Film Reviews

Galactic Mediocrity

One speech and one prop from Men in Black combine to sum up the movie. An alien in four-legged Earthly form delivers the speech: "You humans, when're you gonna learn that size doesn't matter? Just 'cause something's important doesn't mean it's not very, very small." The most refreshing thing about Men in Black is that it is relatively small. This 98-minute farce stars Tommy Lee Jones and Will Smith as black-suited alien-busters, members of a New York-based supragovernmental police squad that controls the comings and goings of a multitude of extraterrestrials living incognito on Earth. Jones, Smith and the other Men in Black wield the pertinent prop, a small silver rod called a "neuralyzer": Jones describes it as "a gift from some friends 'out of town.' " The red-eyed rod zaps people's memories. Thanks to the neuralyzer, civilians who stumble upon goopy space folk forget they ever saw them -- they carry hazy recollections of swamp gas instead. This, too, characterizes Men in Black. It's amiable, not memorable.

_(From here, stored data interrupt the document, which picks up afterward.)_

PR #88, opened 2024-03-02
Unify browser test files and add safari tests

koji-1009:
ref https://github.com/google/webcrypto.dart/pull/86#pullrequestreview-1906593118

As a test for `crypto_subtle.dart`, I have combined them into one test file.
By specifying `test.testOn`, different expectations are expressed in chrome, firefox and safari.

https://pub.dev/documentation/test/latest/test/test.html

I checked and got an `OperationError` when publicExponent is `Uint8List.fromList([0x03])` in macOS + safari. I added a test case to `crypto_subtle_dart.dart`, but it seems difficult to include macOS + safari in the `webcrypto_test.dart` test target.
And on macOS, the firefox test cannot be run due to the following issue.

https://github.com/dart-lang/test/issues/2194

Due to these reasons, I have not made any changes to the workflows.


test/crypto_subtle_test.dart
```diff
@@ -0,0 +1,537 @@
...
+          isA<subtle.JSDomException>()
+              .having(
+                (e) => e.name,
+                'name',
+                'TypeMismatchError',
+              )
+              .having(
+                (e) => e.message,
+                'message',
+                'The type of an object is incompatible with the expected type of the parameter associated to the object',
```
jonasfj, line 194: I do wonder, if perhaps we'd be better off only testing `e.name` and not testing `e.message`.

It's not really part of the specification what the message should be, and I don't think we'll benefit from having test cases that break whenever Chrome or Firefox is updated and starts producing better error messages.

But ideally, the kind of exception they throw `e.name` should be somewhat stable.

jonasfj (approved):

test/crypto_subtle_test.dart
koji-1009: @jonasfj 
Hi, I pushed [ba1ff2e](https://github.com/google/webcrypto.dart/pull/88/commits/ba1ff2ec9df2af55bf1af0a7cbf945ee0c0aa1d0) to simplify test cases. Could you review it again? Thanks.

test/crypto_subtle_test.dart
```diff
@@ -0,0 +1,311 @@
...
+              const subtle.Algorithm().toJS,
+              false,
+              ['encrypt', 'decrypt'].toJS,
+            )
+            .toDart,
+        throwsA(
+          isA<subtle.JSDomException>().having(
+            (e) => e.name,
+            'name',
+            'TypeError',
```
jonasfj, line 166: nit:
```suggestion
            // Chrome / Safari throw TypeError
            // Firefox throws SyntaxError
            anyOf('TypeError', 'SyntaxError'),
```
Testing that it's either a `TypeError` or `SyntaxError` would also be fine.

jonasfj (approved):

test/crypto_subtle_test.dart
koji-1009: Thank you! I thought it was good!

jonasfj:
Thanks!

This is awesome.

hmm, sad to see the iOS integration tests failing so frequently. I'll file a bug, someday it might be worth fixing.

PR #89, opened 2024-03-02
chore: Update actions

koji-1009:
Action updated because Node 16 is now deprecated.

### DIFF
--- a/.github/workflows/publish.yml
+++ b/.github/workflows/publish.yml
@@ -13,7 +13,7 @@ jobs:
     permissions:
       id-token: write
     steps:
-      - uses: actions/checkout@v3
+      - uses: actions/checkout@v4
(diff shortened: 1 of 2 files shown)


jonasfj (approved):

jonasfj:
I suspect the iOS failure is an intermittent error, I'll retry it once or twice. Probably we should work to figure it out why it fail sometimes (or rather why it only succeeds sometimes :see_no_evil:)

jonasfj:
Thanks for cleaning this up. I see the iOS finally passed :see_no_evil: 

It seems like it's doing everything right, but somehow it gets stuck and the test has a timeout.
Not sure if it's waiting somewhere in [integration_test/webcrypto_test.dart](https://github.com/google/webcrypto.dart/blob/master/example/integration_test/webcrypto_test.dart), or how this happens.

PR #110, opened 2024-05-07
Override toString for All Private Classes 

### LINKED ISSUE #104: Add .toString() methods on all private classes
It's sad when `print(HmacSecretKey.generateKey(Hash.sha256))` shows `Instance of '_HmacSecretKey'`.

Perhaps we should override the `toString()` method on all the private classes.

The user doesn't need to know about `_HmacSecretKey`, since it's a private class.
And we could probably display something more useful for debugging purposes.

I haven't figured this out yet, but we could do something like:
 * `HmacSecretKey(hash: Hash.sha256, key: ***)`
 * `HmacSecretKey(Hash.sha256)`
 * `Instance of 'HmacSecretKey with Hash.sha256'`
 * `Instance of 'HmacSecretKey'`
 * `HmacSecretKey with sha256`
 * or ???

It could be useful if print was helpful when debugging stuff :D

On the flip side, the `HmacSecretKey` doesn't have a `hash` property, so if you have an instance of `HmacSecretKey` and you want to know what hash it uses, the only thing you can do is:
 * (a) Search your code base, or,
 * (b) Use `HmacSecretKey.toString().contains('sha256')`, if we added a fancy variant of `toString()`.

I imagine that we'd prefer to avoid using doing (b). Not necessarily be adding a `hash` property they don't need, but by forcing them to do (a) :rofl: 

I think the point I'm trying to make is that, if we add to much information in `toString()`, then maybe people will use to inspect an object at runtime and rely on the behavior of `toString()`.
And I don't think we want people to rely on the behavior of `toString()`.

So maybe it's safest to just do:
`macSecretKey.generateKey(Hash.sha256).toString() == "Instance of 'HmacSecretKey'"`

It's boring, it's simple, but it doesn't leak any information that could lure a user into misusing `toString()`.
I could ofcourse be convinced otherwise.

HamdaanAliQuatil:
Closes #104 

Updated the following Private Functions:

- [x] _HmacSecretKey
- [x] _AesCbcSecretKey
- [x] _AesCtrSecretKey
- [x] _AesGcmSecretKey
- [x] _EcdhPublicKey/ PrivateKey
- [x] _EcdsaPublicKey/ PrivateKey
- [x] _HkdfSecretKey
- [x] _Pbkdf2SecretKey
- [x] _RsaOaepPublicKey
- [x] _RsaPssPublicKey
- [x] _RsassaPkcs1V15PublicKey

No issues found in:
- _Hash

### DIFF
--- a/lib/src/impl_ffi/impl_ffi.aescbc.dart
+++ b/lib/src/impl_ffi/impl_ffi.aescbc.dart
@@ -98,6 +98,11 @@ class _AesCbcSecretKey implements AesCbcSecretKey {
   _AesCbcSecretKey(this._key);
 
   @override
+  String toString() {
+    return 'Instance of \'AesCbcSecretKey\'';
+  }
+
+  @override
   Future<Uint8List> decryptBytes(List<int> data, List<int> iv) async =>
       await _bufferStream(decryptStream(Stream.value(data), iv));
 
--- a/lib/src/impl_ffi/impl_ffi.aesctr.dart
+++ b/lib/src/impl_ffi/impl_ffi.aesctr.dart
@@ -204,6 +204,11 @@ class _AesCtrSecretKey implements AesCtrSecretKey {
   final Uint8List _key;
   _AesCtrSecretKey(this._key);
 
+  @override
+  String toString() {
+    return 'Instance of \'AesCtrSecretKey\'';
+  }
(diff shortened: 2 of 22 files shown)


jonasfj (approved):
r+

PR #119, opened 2024-05-22
Attempt to reduce iOS integration test timeouts

jonasfj:
Trying out the suggestion from:
https://github.com/flutter/flutter/issues/105913#issuecomment-1500767101

Probably I should gather more data, to know if it's often remotely close to taking 12 minutes (which would be surprising).

### DIFF
--- a/.github/workflows/test.yml
+++ b/.github/workflows/test.yml
@@ -110,6 +110,10 @@ jobs:
         with:
           model: 'iPhone 15'
       - run: flutter pub get
+      - run: flutter pub get
+        working-directory: ./example
+      - run: flutter build ios --simulator --target=integration_test/webcrypto_test.dart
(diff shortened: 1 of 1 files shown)


jonasfj:
Looking a previous runs, usually it takes 4 minutes to run the iPhone integration tests on a simulator.

So if it times out at 12 minutes, it's probably some intermittent bug.
Could be that pre-building reduces the risk of that bug happening, perhaps we're eating up too much memory or something.

jonasfj:
Worked once, trying again :D

jonasfj:
It appears to take a long time on second attempt, I'm guessing it'll timeout.
But what is interesting, is that it looks like it's build step that hangs:
image

Not the step that runs integration tests.

PR #120, opened 2024-05-23
Add support for AGP 8.4

emersion:
Fixes the following errors with AGP 8.4:

    A problem occurred configuring project ':webcrypto'.
    > [CXX1110] Platform version 16 is unsupported by this NDK. Please change minSdk to at least 21 to avoid undefined behavior. To suppress this error, add android.ndk.suppressMinSdkVersionError=21 to the project's gradle.properties or set android.experimentalProperties["android.ndk.suppressMinSdkVersionError"]=21 in the Gradle build file.

and

    Execution failed for task ':webcrypto:processReleaseManifest'.
    > A failure occurred while executing com.android.build.gradle.tasks.ProcessLibraryManifest$ProcessLibWorkAction
       > Incorrect package="com.example.webcrypto" found in source AndroidManifest.xml: /home/simon/src/webcrypto.dart/android/src/main/AndroidManifest.xml.
         Setting the namespace via the package attribute in the source AndroidManifest.xml is no longer supported.
         Recommendation: remove package="com.example.webcrypto" from the source AndroidManifest.xml: /home/simon/src/webcrypto.dart/android/src/main/AndroidManifest.xml.

### DIFF
--- a/android/build.gradle
+++ b/android/build.gradle
@@ -25,10 +25,7 @@ apply plugin: 'com.android.library'
 apply plugin: 'kotlin-android'
 
 android {
-    // Conditional for compatibility with AGP <4.2.
-    if (project.android.hasProperty("namespace")) {
-        namespace 'dev.google.webcrypto'
-    }
+    namespace 'dev.google.webcrypto'
 
     compileSdkVersion 31
 
--- a/android/build.gradle
+++ b/android/build.gradle
@@ -53,7 +53,7 @@ android {
     }
 
     defaultConfig {
-        minSdkVersion 16
+        minSdkVersion 21
         ndk {
             abiFilters 'armeabi-v7a', 'arm64-v8a', 'x86', 'x86_64'
         }
--- a/.github/workflows/test.yml
+++ b/.github/workflows/test.yml
@@ -121,6 +121,10 @@ jobs:
         with:
           channel: 'stable'
           cache: true
+      - uses: actions/setup-java@v4
+        with:
+          distribution: 'zulu'
+          java-version: 21
       - name: Configure Flutter
         run: |
           flutter config --no-analytics
--- a/android/src/main/AndroidManifest.xml
+++ b/android/src/main/AndroidManifest.xml
@@ -14,6 +14,5 @@
  limitations under the License.
 -->
 
-<manifest xmlns:android="http://schemas.android.com/apk/res/android"
-  package="com.example.webcrypto">
+<manifest xmlns:android="http://schemas.android.com/apk/res/android">
 </manifest>
--- a/example/android/app/build.gradle
+++ b/example/android/app/build.gradle
@@ -58,6 +58,7 @@ android {
             signingConfig signingConfigs.debug
         }
     }
+    namespace 'com.example.webcrypto_example'
 }
 
 flutter {
--- a/example/android/app/build.gradle
+++ b/example/android/app/build.gradle
@@ -45,7 +45,7 @@ android {
     defaultConfig {
         // TODO: Specify your own unique Application ID (https://developer.android.com/studio/build/application-id.html).
         applicationId "com.example.webcrypto_example"
-        minSdkVersion 16
+        minSdkVersion flutter.minSdkVersion
         targetSdkVersion 31
         versionCode flutterVersionCode.toInteger()
         versionName flutterVersionName
--- a/example/android/app/src/debug/AndroidManifest.xml
+++ b/example/android/app/src/debug/AndroidManifest.xml
@@ -14,8 +14,7 @@
  limitations under the License.
 -->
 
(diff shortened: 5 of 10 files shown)


android/build.gradle
```diff
@@ -53,7 +50,7 @@ android {
     }
 
     defaultConfig {
-        minSdkVersion 16
+        minSdkVersion 21
```
emersion, line 53: I wonder if we should just use `flutter.minSdkVersion` somehow? Did not seem to work in my testing though:

```
> Could not get unknown property 'flutter' for extension 'android' of type com.android.build.gradle.LibraryExtension.
```

android/build.gradle
```diff
@@ -25,10 +25,7 @@ apply plugin: 'com.android.library'
 apply plugin: 'kotlin-android'
 
 android {
-    // Conditional for compatibility with AGP <4.2.
-    if (project.android.hasProperty("namespace")) {
-        namespace 'dev.google.webcrypto'
-    }
+    namespace 'dev.google.webcrypto'
 
     compileSdkVersion 31
```
emersion, line 30: Is there a reason for this being 31 instead of `flutter.ndkVersion`? (Currently 23.1.7779620)

jonasfj:
Do I understand it correctly that this will drop support for Android 4.x, which is more than 12 years old at this point.

That might be acceptable, I'm guessing :D

android/build.gradle
```diff
@@ -25,10 +25,7 @@ apply plugin: 'com.android.library'
 apply plugin: 'kotlin-android'
 
 android {
-    // Conditional for compatibility with AGP <4.2.
-    if (project.android.hasProperty("namespace")) {
-        namespace 'dev.google.webcrypto'
-    }
+    namespace 'dev.google.webcrypto'
```
jonasfj, line 28: Dumb question, but do we not need this anymore?

Will `minSdkVersion 21` make AGP < 4.2 irrelevant?

jonasfj:
Hmm, I'm guessing we should also look at:
https://docs.flutter.dev/release/breaking-changes/flutter-gradle-plugin-apply

I'll file it separately, as https://github.com/google/webcrypto.dart/issues/124

jonasfj (approved):
Is there some kind of testing we should do to be more confident this is correct?

I'd love to have it covered in CI.

HamdaanAliQuatil:
> Fixes the following errors with AGP 8.4:
> 
> ```
> A problem occurred configuring project ':webcrypto'.
> > [CXX1110] Platform version 16 is unsupported by this NDK. Please change minSdk to at least 21 to avoid undefined behavior. To suppress this error, add android.ndk.suppressMinSdkVersionError=21 to the project's gradle.properties or set android.experimentalProperties["android.ndk.suppressMinSdkVersionError"]=21 in the Gradle build file.
> ```
> 
> and
> 
> ```
> Execution failed for task ':webcrypto:processReleaseManifest'.
> > A failure occurred while executing com.android.build.gradle.tasks.ProcessLibraryManifest$ProcessLibWorkAction
>    > Incorrect package="com.example.webcrypto" found in source AndroidManifest.xml: /home/simon/src/webcrypto.dart/android/src/main/AndroidManifest.xml.
>      Setting the namespace via the package attribute in the source AndroidManifest.xml is no longer supported.
>      Recommendation: remove package="com.example.webcrypto" from the source AndroidManifest.xml: /home/simon/src/webcrypto.dart/android/src/main/AndroidManifest.xml.
> ```

@emersion can you please let me know how to reproduce this error

android/build.gradle
emersion: Seems like plugins can't do that.

emersion:
> Do I understand it correctly that this will drop support for Android 4.x, which is more than 12 years old at this point.

Correct. Note that the latest version of Flutter [requires Android ≥ 5.x](https://docs.flutter.dev/reference/supported-platforms), so this just aligns the plugin requirements with Flutter's.

> Hmm, I'm guessing we should also look at:
https://docs.flutter.dev/release/breaking-changes/flutter-gradle-plugin-apply

Yes, that would be nice to fix as well. But it's orthogonal.

> Is there some kind of testing we should do to be more confident this is correct?
>
> I'd love to have it covered in CI.

I've pushed a commit to upgrade the example to AGP 8.4. The failures reported in the first two commits can be reproduced there.

android/build.gradle
emersion: AGP 8.4 rejects `AndroidManifest.xml` files with a `package` attribute. If we only set the namespace for AGP ≥ 4.2, then on AGP < 4.2 we won't define any namespace at all and the build will fail anyways.

I think it's reasonable to ask library users to upgrade AGP ≥ 4.2 when upgrading webcrypto.dart.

Though Steven Spielberg executive-produced, part of this film's intermittent charm is its low-key approach to splashy sci-fi. Most of the time, the Men in Black react to close encounters of the third kind and beyond (Jones does a wild Jonah number) with a shrug. But there's a limit to the laughs you can win with a shrug. When the fate of the world hinges on the MIB team's trigger fingers, not enough comedy or drama hangs in the balance. The converse of what that four-legged alien says is also true: Just because something's small doesn't mean it's important.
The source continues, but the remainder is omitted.